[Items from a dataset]
━━━━━━━━━━━━━━━━
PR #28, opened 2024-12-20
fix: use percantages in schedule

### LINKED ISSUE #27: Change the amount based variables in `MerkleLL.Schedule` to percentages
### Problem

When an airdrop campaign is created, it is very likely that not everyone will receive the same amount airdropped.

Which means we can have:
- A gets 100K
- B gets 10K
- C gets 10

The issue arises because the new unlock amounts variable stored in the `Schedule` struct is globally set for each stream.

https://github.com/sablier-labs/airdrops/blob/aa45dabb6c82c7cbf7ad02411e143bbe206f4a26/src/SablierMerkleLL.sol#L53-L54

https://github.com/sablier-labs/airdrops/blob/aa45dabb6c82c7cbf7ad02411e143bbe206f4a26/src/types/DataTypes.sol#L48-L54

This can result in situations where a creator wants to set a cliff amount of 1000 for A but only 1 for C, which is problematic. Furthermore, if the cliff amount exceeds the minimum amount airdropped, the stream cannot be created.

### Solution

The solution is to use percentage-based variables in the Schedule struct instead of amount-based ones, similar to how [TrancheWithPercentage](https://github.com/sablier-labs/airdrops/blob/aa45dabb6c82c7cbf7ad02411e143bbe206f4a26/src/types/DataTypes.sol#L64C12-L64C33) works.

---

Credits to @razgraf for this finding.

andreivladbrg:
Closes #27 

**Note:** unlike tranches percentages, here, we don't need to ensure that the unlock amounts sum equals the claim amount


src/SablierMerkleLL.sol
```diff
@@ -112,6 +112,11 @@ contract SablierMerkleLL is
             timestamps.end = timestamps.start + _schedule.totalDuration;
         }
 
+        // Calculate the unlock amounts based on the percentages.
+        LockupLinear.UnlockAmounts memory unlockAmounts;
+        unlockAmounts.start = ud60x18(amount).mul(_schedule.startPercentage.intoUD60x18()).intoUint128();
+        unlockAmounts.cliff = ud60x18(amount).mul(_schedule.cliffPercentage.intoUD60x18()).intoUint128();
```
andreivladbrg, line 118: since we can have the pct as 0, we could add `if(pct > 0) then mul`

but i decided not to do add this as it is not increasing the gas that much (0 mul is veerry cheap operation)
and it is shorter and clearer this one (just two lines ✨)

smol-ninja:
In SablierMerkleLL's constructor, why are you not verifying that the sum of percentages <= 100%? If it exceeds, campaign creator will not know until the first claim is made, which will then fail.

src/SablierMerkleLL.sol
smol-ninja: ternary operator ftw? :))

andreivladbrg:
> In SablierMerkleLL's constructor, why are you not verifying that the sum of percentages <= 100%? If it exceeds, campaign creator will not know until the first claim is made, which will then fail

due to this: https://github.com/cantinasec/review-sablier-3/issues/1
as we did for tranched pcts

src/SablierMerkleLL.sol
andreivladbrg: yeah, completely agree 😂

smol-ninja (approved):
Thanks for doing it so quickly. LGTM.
━━━━━━━━━━━━━━━━
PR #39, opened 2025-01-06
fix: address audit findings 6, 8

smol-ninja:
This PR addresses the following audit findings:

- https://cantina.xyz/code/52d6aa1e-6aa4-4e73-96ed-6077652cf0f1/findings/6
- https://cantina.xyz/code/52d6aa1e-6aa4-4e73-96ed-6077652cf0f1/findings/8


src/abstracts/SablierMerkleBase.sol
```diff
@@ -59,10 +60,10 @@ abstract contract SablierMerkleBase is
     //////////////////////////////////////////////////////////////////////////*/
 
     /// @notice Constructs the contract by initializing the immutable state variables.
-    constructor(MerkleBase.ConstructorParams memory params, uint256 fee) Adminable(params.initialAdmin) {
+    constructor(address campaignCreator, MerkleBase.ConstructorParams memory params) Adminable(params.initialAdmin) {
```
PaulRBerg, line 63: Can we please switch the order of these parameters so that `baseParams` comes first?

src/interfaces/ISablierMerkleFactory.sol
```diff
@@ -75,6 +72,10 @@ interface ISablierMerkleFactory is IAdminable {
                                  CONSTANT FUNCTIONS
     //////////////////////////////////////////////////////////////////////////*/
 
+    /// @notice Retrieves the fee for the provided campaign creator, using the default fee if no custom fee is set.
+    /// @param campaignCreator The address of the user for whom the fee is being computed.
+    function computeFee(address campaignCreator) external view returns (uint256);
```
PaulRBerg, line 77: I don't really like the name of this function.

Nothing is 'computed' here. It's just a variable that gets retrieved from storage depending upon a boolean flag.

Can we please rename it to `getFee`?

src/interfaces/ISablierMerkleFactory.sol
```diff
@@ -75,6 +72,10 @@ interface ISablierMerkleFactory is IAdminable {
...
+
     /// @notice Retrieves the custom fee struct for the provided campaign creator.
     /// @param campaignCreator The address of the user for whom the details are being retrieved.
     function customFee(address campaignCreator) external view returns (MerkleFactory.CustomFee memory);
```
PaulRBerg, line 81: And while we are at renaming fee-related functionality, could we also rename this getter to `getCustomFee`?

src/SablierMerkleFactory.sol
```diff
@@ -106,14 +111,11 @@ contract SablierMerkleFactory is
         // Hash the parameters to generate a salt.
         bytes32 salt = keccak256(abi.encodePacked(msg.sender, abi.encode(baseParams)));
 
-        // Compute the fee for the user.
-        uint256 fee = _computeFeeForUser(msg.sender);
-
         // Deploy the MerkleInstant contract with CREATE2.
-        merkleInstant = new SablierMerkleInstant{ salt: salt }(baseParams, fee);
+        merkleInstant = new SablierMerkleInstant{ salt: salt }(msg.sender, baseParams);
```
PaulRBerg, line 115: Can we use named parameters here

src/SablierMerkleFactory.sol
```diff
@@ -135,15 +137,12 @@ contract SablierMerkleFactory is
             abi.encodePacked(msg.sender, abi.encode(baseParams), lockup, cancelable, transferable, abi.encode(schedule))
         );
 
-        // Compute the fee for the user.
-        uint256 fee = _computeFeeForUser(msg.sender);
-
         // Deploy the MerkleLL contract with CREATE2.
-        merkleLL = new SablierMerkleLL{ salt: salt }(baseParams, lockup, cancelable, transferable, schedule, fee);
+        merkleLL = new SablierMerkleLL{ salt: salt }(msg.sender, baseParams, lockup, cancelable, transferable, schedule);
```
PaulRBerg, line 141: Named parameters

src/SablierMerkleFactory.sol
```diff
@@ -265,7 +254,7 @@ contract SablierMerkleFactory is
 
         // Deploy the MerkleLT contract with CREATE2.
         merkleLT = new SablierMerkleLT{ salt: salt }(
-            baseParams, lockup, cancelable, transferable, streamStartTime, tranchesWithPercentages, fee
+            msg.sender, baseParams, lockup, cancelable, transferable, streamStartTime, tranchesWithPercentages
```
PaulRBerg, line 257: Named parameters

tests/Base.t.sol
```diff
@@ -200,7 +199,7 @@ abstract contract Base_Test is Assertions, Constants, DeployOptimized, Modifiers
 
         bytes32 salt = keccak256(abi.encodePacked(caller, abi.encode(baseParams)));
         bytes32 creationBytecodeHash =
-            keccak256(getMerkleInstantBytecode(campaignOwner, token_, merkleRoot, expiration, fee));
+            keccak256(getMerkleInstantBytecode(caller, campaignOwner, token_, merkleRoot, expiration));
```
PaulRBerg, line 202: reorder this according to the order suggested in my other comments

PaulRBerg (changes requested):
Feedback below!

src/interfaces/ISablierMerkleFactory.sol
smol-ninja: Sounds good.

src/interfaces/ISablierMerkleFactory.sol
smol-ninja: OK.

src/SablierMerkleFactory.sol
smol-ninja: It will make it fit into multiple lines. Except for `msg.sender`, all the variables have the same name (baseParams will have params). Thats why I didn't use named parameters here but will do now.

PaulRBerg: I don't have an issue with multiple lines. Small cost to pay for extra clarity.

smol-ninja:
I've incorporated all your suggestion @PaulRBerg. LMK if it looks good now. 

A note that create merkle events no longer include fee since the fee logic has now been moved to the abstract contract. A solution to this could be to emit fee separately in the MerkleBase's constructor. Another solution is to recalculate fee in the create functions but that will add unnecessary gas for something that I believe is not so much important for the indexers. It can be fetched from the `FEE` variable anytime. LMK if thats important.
━━━━━━━━━━━━━━━━
WORK TO BE COMPLETED → Filter the records, keeping only lines that contain "multiple", and show those lines.

EXERCISE RESPONSE →
smol-ninja: It will make it fit into multiple lines. Except for `msg.sender`, all the variables have the same name (baseParams will have params). Thats why I didn't use named parameters here but will do now.
PaulRBerg: I don't have an issue with multiple lines. Small cost to pay for extra clarity.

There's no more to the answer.